Visual Reinforcement Learning is a popular and powerful framework that takes full advantage of the Deep Learning breakthrough. It is known that variations in input domains (e.g., different panorama colors due to seasonal changes) or task domains (e.g., altering the target speed of a car) can disrupt agent performance, necessitating new training for each variation. Recent advancements in the field of representation learning have demonstrated the possibility of combining components from different neural networks to create new models in a zero-shot fashion. In this paper, we build upon relative representations, a framework that maps encoder embeddings to a universal space. We adapt this framework to the Visual Reinforcement Learning setting, allowing to combine agents components to create new agents capable of effectively handling novel visual-task pairs not encountered during training. Our findings highlight the potential for model reuse, significantly reducing the need for retraining and, consequently, the time and computational resources required.
Paper Structure (43 sections, 6 equations, 5 figures, 6 tables)

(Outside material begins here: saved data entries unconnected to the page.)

PR #155, opened 2020-09-09
Use the common ALPN protocol by default in raw_pub_sub.

kankri:
Use the same ALPN protocol in the sample as in [aws-crt-cpp/README.md](../../../awslabs/aws-crt-cpp/blob/master/README.md)
and [`Aws:Iiot::MqttClientConnectionConfigBuilder::Build()`](../../../awslabs/aws-crt-cpp/blob/master/source/iot/MqttClient.cpp#L264).

---


massi-ang:
The protocol names are specified by AWS IoT Core https://docs.aws.amazon.com/iot/latest/developerguide/protocols.html and both repositories should refer to it for clarity.

kankri:
I added a comment including a link to the protocol names documentation.

graebm (approved):

bretambrose:
Merged in https://github.com/aws/aws-iot-device-sdk-cpp-v2/pull/182

Issue #165, opened 2020-09-29
Windows builds fail if base directory is longer than 53 characters


EeroKurimo:
Confirm by changing [ ] to [x] below to ensure that it's a bug:
- [x] I've searched for [previous similar issues](https://github.com/aws/aws-iot-device-sdk-cpp-v2/issues/) and didn't find any solution

**Known Issue**
- [x] I'm using ATS data type endpoint: the endpoint should look like `<prefix>-ats.iot.<region>.amazonaws.com`
  
**Describe the bug**
If you try build the release version of the sdk on Windows in a base directory longer than 53 characters, the build will fail because MSBuild doesn't support paths longer than 260 characters regardless of the `LongPathsEnabled` registry setting, giving the error:

```
FileTracker : error FTK1011: could not create the new file tracking log file: C:\data\aws-sdk-cpp-workspace_123456789_123456789_123\aws-iot-device-sdk-cpp-v2-build\aws-common-runtime\aws-crt-cpp\aws-common-runtime\aws-c-event-stream\bin\aws-c-event-stream-write-test-casedir\RelWithDebInfo\aws-c-ev.0D0EAE0E.tlog\link-cvtres.write.1.tlog. The system cannot find the path specified. [C:\data\aws-sdk-cpp-workspace_123456789_123456789_123\aws-iot-device-sdk-cpp-v2-build\aws-common-runtime\aws-crt-cpp\aws-common-runtime\aws-c-event-stream\bin\aws-c-event-stream-write-test-case.vcxproj]
```

This is slightly related to https://github.com/aws/aws-iot-device-sdk-cpp-v2/issues/157 which we worked around by doing the checkout elsewhere, but in this case with build directories it is often not that easy in e.g. CI build environments. If the base directory is even longer, say 60 characters, there's even more build errors, though all appear to be coming from `aws-c-event-stream` builds.

To avoid a lot of future hassle for people building this on Windows, possible suggestions to allow longer base directory names could be:

- Clone `aws-crt-cpp` directly under `aws-iot-device-sdk-cpp-v2` without the intermediate `aws-common-runtime` directory.
- Under `aws-crt-cpp` clone the dependencies under a shorter dir `aws-crt` instead of `aws-common-runtime`.
- Under `aws-c-event-stream` avoid repeating the repo name, e.g. use test dir `write-test-casedir` instead of `aws-c-event-stream-write-test-casedir`.

**Platform/OS/Device**
Windows 10

[...]

PR #171, opened 2020-10-05
use max-path as linting job

graebm:

### DIFF
--- a/.github/workflows/lint.yml
+++ b/.github/workflows/lint.yml
@@ -16,3 +16,16 @@ jobs:
       with:
         # List of extensions to check
         extensions: cpp,h
+
+  max-path:
+    runs-on: ubuntu-latest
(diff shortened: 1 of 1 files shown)


justinboswell (approved):

justinboswell:
Why 150 and not 260, or near there?

graebm:
> Why 150 and not 260, or near there?

Currently, the longest path is ~200, which only gives the customer ~60 characters of prefix, which they're saying is tough to work around in this issue https://github.com/aws/aws-iot-device-sdk-cpp-v2/issues/165. If we limit ourselves to 150 then customers have ~100 characters to work with, which seems good.

I'm working on getting it down to ~130, but need to touch a bunch of places to get it there...

graebm:
closing due to inactivity

PR #184, opened 2020-10-30
Add device defender

giordzaws:
*Description of changes:*

* Added DeviceDefender functionality as a top level feature directory with its own CMakeLists file.
* Added DeviceDefender tests to be generated within the devicedefender dir.
* Added aws-c-iot repo as a submodule.
* Removed manylinux1 docker image targets since they are being phased out and are missing some linux header files required by device defender.

A previous PR for adding this functionality to the CRT can be found [here](https://github.com/awslabs/aws-crt-cpp/pull/193) for context. The code was reviewed, but it was determined that the sdk v2 repo is the more suitable home for it. Most of the source code in this PR is the same, but some parts have been modified such as the aws_iotdevice library initialization. Reviewers should be sure to go over the source code again. 


devicedefender/include/aws/iotdevicedefender/DeviceDefender.h
```diff
@@ -0,0 +1,173 @@
...
+namespace Aws
+{
+    namespace Crt
+    {
+
+    }
+
+    namespace Iotdevice
+    {
+        class AWS_IOTDEVICEDEFENDER_API DeviceApiHandle final
```
fufranci, line 23: Putting `DeviceApiHandle` in `Iotdevice` namespace will be a problem when adding secure tunneling code to this repo.

Secure tunneling code will have something similar to initialize the the aws-c-iot library (`aws_iotdevice_library_init`). 

One option is to move `DeviceApiHandle` to `Iotdevicedefenderv1` namespace. Secure tunneling will define its own `DeviceApiHandle` in ST's namespace.

Too bad there is no common library for both DD and ST.

giordzaws: Ok, I'll move the `DeviceApiHandle` class into the `Iotdevicedefenderv1` namespace.

The common library does seem like it would be the right solution.

devicedefender/source/DeviceDefender.cpp
```diff
@@ -0,0 +1,201 @@
...
+            toMove.m_allocator = nullptr;
+            toMove.m_status = ReportTaskStatus::Stopped;
+            toMove.m_taskConfig = {0};
+            toMove.m_owningTask = nullptr;
+            toMove.m_lastError = AWS_ERROR_UNKNOWN;
+        }
+
+        ReportTask &ReportTask::operator=(ReportTask &&toMove) noexcept
+        {
+            OnTaskCancelled = std::move(toMove.OnTaskCancelled);
```
fufranci, line 78: check against

```
if (this != &toMove)
```

And also free existing resource of `this` before moving `toMove` to `this`.

giordzaws: Thanks for that call out, I'll update this in a follow up commit.

devicedefender/source/DeviceDefender.cpp
```diff
@@ -0,0 +1,202 @@
...
+            this->cancellationUserdata = nullptr;
+        }
+
+        ReportTaskBuilder::ReportTaskBuilder(
+            Aws::Crt::Allocator *allocator,
+            std::shared_ptr<Crt::Mqtt::MqttConnection> mqttConnection,
+            Crt::Io::EventLoopGroup &eventLoopGroup,
+            const Crt::String &thingName)
+            : m_allocator(allocator), m_mqttConnection(mqttConnection), m_thingName(thingName),
+              m_eventLoopGroup(std::move(eventLoopGroup))
```
DavidOgunsAWS, line 146: I'm thinking this shouldn't be a move. Why not just assign by ref?

devicedefender/source/DeviceDefender.cpp
```diff
@@ -0,0 +1,202 @@
...
+        }
+
+        ReportTask::ReportTask(
+            Aws::Crt::Allocator *allocator,
+            std::shared_ptr<Crt::Mqtt::MqttConnection> mqttConnection,
+            const Crt::String &thingName,
+            Crt::Io::EventLoopGroup &eventLoopGroup,
+            ReportFormat reportFormat,
+            uint64_t taskPeriodSeconds,
+            uint64_t networkConnectionSamplePeriodSeconds,
```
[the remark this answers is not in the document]
giordzaws: That makes sense, I'll update these to uint32_t

devicedefender/source/DeviceDefender.cpp
giordzaws: Good point, I'll update this and avoid using the move operation.

DavidOgunsAWS (approved):

PR #185, opened 2020-11-02
Add Secure Tunneling

fufranci:
*Description of changes:*
* Add secure tunneling as top level feature

### DIFF
--- a/CMakeLists.txt
+++ b/CMakeLists.txt
@@ -42,6 +42,7 @@ endif()
 
 if (BUILD_DEPS)
     list(APPEND CMAKE_MODULE_PATH "${CMAKE_CURRENT_LIST_DIR}/crt/aws-crt-cpp/crt/aws-c-common/cmake")
+    list(APPEND CMAKE_MODULE_PATH "${CMAKE_CURRENT_LIST_DIR}/crt/aws-c-iot/cmake")
 
     include(AwsFindPackage)
     set(IN_SOURCE_BUILD ON)
@@ -61,6 +62,7 @@ add_subdirectory(discovery)
 add_subdirectory(identity)
 add_subdirectory(iotdevicecommon)
 add_subdirectory(devicedefender)
+add_subdirectory(secure_tunneling)
 
 if (BUILD_SAMPLES)
     message(WARNING "BUILD_SAMPLES has been deprecated. Please build each sample separately.")
--- a/CMakeLists.txt
+++ b/CMakeLists.txt
@@ -42,7 +42,6 @@ endif()
 
 if (BUILD_DEPS)
     list(APPEND CMAKE_MODULE_PATH "${CMAKE_CURRENT_LIST_DIR}/crt/aws-crt-cpp/crt/aws-c-common/cmake")
-    list(APPEND CMAKE_MODULE_PATH "${CMAKE_CURRENT_LIST_DIR}/crt/aws-c-iot/cmake")
 
     include(AwsFindPackage)
     set(IN_SOURCE_BUILD ON)
--- a/secure_tunneling/include/aws/iotsecuretunneling/SecureTunnel.h
+++ b/secure_tunneling/include/aws/iotsecuretunneling/SecureTunnel.h
@@ -7,6 +7,7 @@
 #include <aws/crt/io/Bootstrap.h>
 #include <aws/crt/io/SocketOptions.h>
 #include <aws/iotdevice/secure_tunneling.h>
+#include <aws/iotsecuretunneling/Exports.h>
 
 int s_SecureTunnelingCallbackTest(Aws::Crt::Allocator *allocator, void *ctx);
 
@@ -24,7 +25,7 @@ namespace Aws
             using OnSecureTunnelingStreamReset = std::function<void(void)>;
             using OnSecureTunnelingSessionReset = std::function<void(void)>;
 
-            class SecureTunnel
+            class AWS_IOTSECURETUNNELING_API SecureTunnel
             {
               public:
                 SecureTunnel(
--- a/secure_tunneling/include/aws/iotsecuretunneling/SecureTunnel.h
+++ b/secure_tunneling/include/aws/iotsecuretunneling/SecureTunnel.h
@@ -27,12 +27,12 @@ namespace Aws
         };
 
         // Client callback type definitions
-        using OnSecureTunnelingConnectionComplete = std::function<void(void)>;
-        using OnSecureTunnelingSendDataComplete = std::function<void(int errorCode)>;
-        using OnSecureTunnelingDataReceive = std::function<void(const Crt::ByteBuf &data)>;
-        using OnSecureTunnelingStreamStart = std::function<void()>;
-        using OnSecureTunnelingStreamReset = std::function<void(void)>;
-        using OnSecureTunnelingSessionReset = std::function<void(void)>;
+        using OnConnectionComplete = std::function<void(void)>;
+        using OnSendDataComplete = std::function<void(int errorCode)>;
+        using OnDataReceive = std::function<void(const Crt::ByteBuf &data)>;
+        using OnStreamStart = std::function<void()>;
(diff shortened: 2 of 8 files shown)


secure_tunneling/source/SecureTunnel.cpp
```diff
@@ -0,0 +1,146 @@
...
+
+            OnSecureTunnelingConnectionComplete onConnectionComplete,
+            OnSecureTunnelingSendDataComplete onSendDataComplete,
+            OnSecureTunnelingDataReceive onDataReceive,
+            OnSecureTunnelingStreamStart onStreamStart,
+            OnSecureTunnelingStreamReset onStreamReset,
+            OnSecureTunnelingSessionReset onSessionReset)
+        {
+            // Client callbacks
+            m_OnConnectionComplete = onConnectionComplete;
```
justinboswell, line 33: If you used `std::bind` here, you wouldn't need to unwrap `this` from the user data in the static functions, you could just call them.

secure_tunneling/include/aws/iotsecuretunneling/SecureTunnel.h
```diff
@@ -0,0 +1,100 @@
...
+            DeviceApiHandle(Crt::Allocator *allocator) noexcept;
+            ~DeviceApiHandle();
+            DeviceApiHandle(const DeviceApiHandle &) = delete;
+            DeviceApiHandle(DeviceApiHandle &&) = delete;
+            DeviceApiHandle &operator=(const DeviceApiHandle &) = delete;
+            DeviceApiHandle &operator=(DeviceApiHandle &&) = delete;
+        };
+
+        // Client callback type definitions
+        using OnSecureTunnelingConnectionComplete = std::function<void(void)>;
```
justinboswell, line 30: I don't think these names need to repeat the `SecureTunneling` part, they're already namedspaced.

secure_tunneling/include/aws/iotsecuretunneling/SecureTunnel.h
```diff
@@ -0,0 +1,100 @@
...
+#include <aws/iotdevice/secure_tunneling.h>
+#include <aws/iotsecuretunneling/Exports.h>
+
+int s_SecureTunnelingCallbackTest(Aws::Crt::Allocator *allocator, void *ctx);
+
+namespace Aws
+{
+    namespace Iotsecuretunneling
+    {
+        class AWS_IOTSECURETUNNELING_API DeviceApiHandle final
```
justinboswell, line 18: This doesn't beloing in Iotsecuretunneling, it belongs in a top level Iot namespace most likely. This will apply to DD as well.

secure_tunneling/include/aws/iotsecuretunneling/SecureTunnel.h
```diff
@@ -0,0 +1,100 @@
...
+            int SendData(const Crt::ByteCursor &data);
+
+            int SendStreamStart();
+
+            int SendStreamReset();
+
+            aws_secure_tunnel *GetUnderlyingHandle();
+
+          private:
+            void free();
```
justinboswell, line 77: This doesn't need to be a separate function, you can just call `this->~SecureTunnel()` in the move ctor.

secure_tunneling/include/aws/iotsecuretunneling/SecureTunnel.h
fufranci: Done. Thanks for pointing this out.

secure_tunneling/include/aws/iotsecuretunneling/SecureTunnel.h
fufranci: Done. I didn't know I can call the destructor directly. Thanks!

secure_tunneling/include/aws/iotsecuretunneling/SecureTunnel.h
fufranci: DD and ST are built as separate libraries. What happen when the customer uses both libraries. If I put this in the Iot namespace, I would need to name `DeviceApiHandle` to `SecureTunnelingDeviceApiHandle`, right?

giordzaws: Do we need a top level iotdevice folder that can declare the DeviceAPIHandle so that DD and ST can share that?

secure_tunneling/source/SecureTunnel.cpp
fufranci: I tried this:
```
m_OnConnectionComplete = std::bind(onConnectionComplete, this);
```
But my C++ is not strong enough to make this to work? In particular, what should be the type of `m_OnConnectionComplete` when I declare it in the header file? 

I also wanted to point out that `m_OnConnectionComplete` is a function pointer to a client supplied static function. When I call `m_OnConnectionComplete`
```
            auto *secureTunnel = static_cast<SecureTunnel *>(user_data);
            secureTunnel->m_OnConnectionComplete();
```
It looks like I am calling a member function of `SecureTunnel`, but it is not. This is calling a function pointer (to a client supplied function) which is a data member of `SecureTunnel`.

justinboswell: Oh, good call, nevermind then. You're right.

secure_tunneling/include/aws/iotsecuretunneling/SecureTunnel.h
justinboswell: > Do we need a top level iotdevice folder that can declare the DeviceAPIHandle so that DD and ST can share that?

That seems like the right move. This is where non-generated code would go that is common to IoT

justinboswell (approved):

secure_tunneling/include/aws/iotsecuretunneling/SecureTunnel.h
fufranci: The work is done in this PR:
https://github.com/aws/aws-iot-device-sdk-cpp-v2/pull/184

CMakeLists.txt
```diff
@@ -42,6 +42,7 @@ endif()
 
 if (BUILD_DEPS)
     list(APPEND CMAKE_MODULE_PATH "${CMAKE_CURRENT_LIST_DIR}/crt/aws-crt-cpp/crt/aws-c-common/cmake")
+    list(APPEND CMAKE_MODULE_PATH "${CMAKE_CURRENT_LIST_DIR}/crt/aws-c-iot/cmake")
```
fufranci, line 45: @giordzaws Do you know if I need this line? I don't remember I added this line. Maybe it is a result of a rebase.

giordzaws: I don't think that line is required.

secure_tunneling/source/SecureTunnel.cpp
```diff
@@ -0,0 +1,140 @@
...
+
+        int SecureTunnel::SendStreamStart() { return aws_secure_tunnel_stream_start(m_secure_tunnel); }
+
+        int SecureTunnel::SendStreamReset() { return aws_secure_tunnel_stream_reset(m_secure_tunnel); }
+
+        aws_secure_tunnel *SecureTunnel::GetUnderlyingHandle() { return m_secure_tunnel; }
+
+        void SecureTunnel::s_OnConnectionComplete(void *user_data)
+        {
+            auto *secureTunnel = static_cast<SecureTunnel *>(user_data);
```
DavidOgunsAWS, line 105: reinterpret_cast is intended for pointer conversions. You're not intending for a possible `SecureTunnel* operator()(void *ptr)` to handle it.

DavidOgunsAWS (approved):

secure_tunneling/source/SecureTunnel.cpp
fufranci: I will update these with a followup PR. Just want to merge this code for now to unblock UA development.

This paper contains 43 sections, 6 equations, 5 figures, 6 tables.

Figures (5)

  • Figure 1: Left: Standard (absolute) encoder outputs for the two visual variations (red/green). Notice how the embeddings occupy two distinct regions of the space. Right: R3L encoder outputs. Here, points from the two sets align nearly one‐to‐one, indicating closer correspondence in their learned representations.
  • Figure 2: Data collection pipeline. We can either use the same sequence of actions on two different env variations, or apply a transformation on top of another set.
  • Figure 3: (a) Comparison between absolute (left) and relative (right) representations produced by the same model. Rows and columns show the cosine similarity between the latent spaces coming from frames of the CarRacing environment with different visual variations (i.e., green and red grass color). Relative representations let similarities emerge not only along the diagonal, where frames are aligned, but also off-diagonal, highlighting similarities between different parts of the track. (b) We report qualitative examples by visualizing frame pairs associated to high similarity regions in (a) (denoted by the frame number). Each pair is semantically similar, even though not in direct correspondence.
  • Figure 4: Comparison of Abs and R3L Training Curves Across Environments.Top Row: Training curves for three variations of the CarRacing environment, demonstrating that both Abs and R3L methods exhibit similar convergence tendencies, indicating that relative encoding does not cause training instability. Bottom Row: Training curves for three Atari games (Breakout, Boxing, and Pong), further supporting that both methods maintain stable and comparable performance across different gaming environments.
  • Figure 5: Comparison of evaluation scores over training frames using different values of the exponential moving average coefficient ($\alpha$). Solid lines represent mean evaluation scores, shaded regions indicate standard deviations, and the dashed red line denotes the absolute evaluation score.